=== Section Start ===
PR #4522, opened 2021-05-12
Edited and restructured the Decal docs.

oleks-k:
Edited and restructured the Decal docs.


com.unity.render-pipelines.universal/Documentation~/renderer-feature-decal.md
```diff
@@ -1,51 +1,132 @@
...
 
-|__Propery__           | __Description__ |
-| -------------------- |---------------- |
-| __Surface Data__     | Allows specifying which decals surface data should be blended with surfaces. |
-| _Albedo_             | Decals will affect only base color and emission.|
-| _Albedo Normal_      | Decals will affect only base color, normal and emission|
-| _Albedo Normal MAOS_ | Decals will affect only base color, normal, metallic, ambient occlusion, smoothness and emission.|
+**Limitations:**
 
+* This technique requires the DepthNormal prepass, which does not work with tile-based rendering.
```
lukaschod, line 59: I feel like this sentance refers that technique does no work at all with tile based render. It does work, it just not effective as DepthNormal prepass in tile-based rendering only adds cost (Where in dekstop it can actually increase performance by a bit)

lukaschod (approved):
Really nice changes!!!

erikabar (approved):

com.unity.render-pipelines.universal/Documentation~/renderer-feature-decal.md
oleks-k: Thanks!
How about this:
***
* This technique requires the DepthNormal prepass, which makes the technique less efficient on GPUs that implement tile-based rendering.
***
And if this version is correct, can we add a short sentence about why it's less efficient (or just inefficient)?

lukaschod: Yeap looks good, I think this info should be in depth prepass docs if we have them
=== Section End ===
=== ABOUT THIS EXERCISE ===
Reply with a number alone, the number of lines of the records that hold the word "approved".

=== WORKED SOLUTION ===
2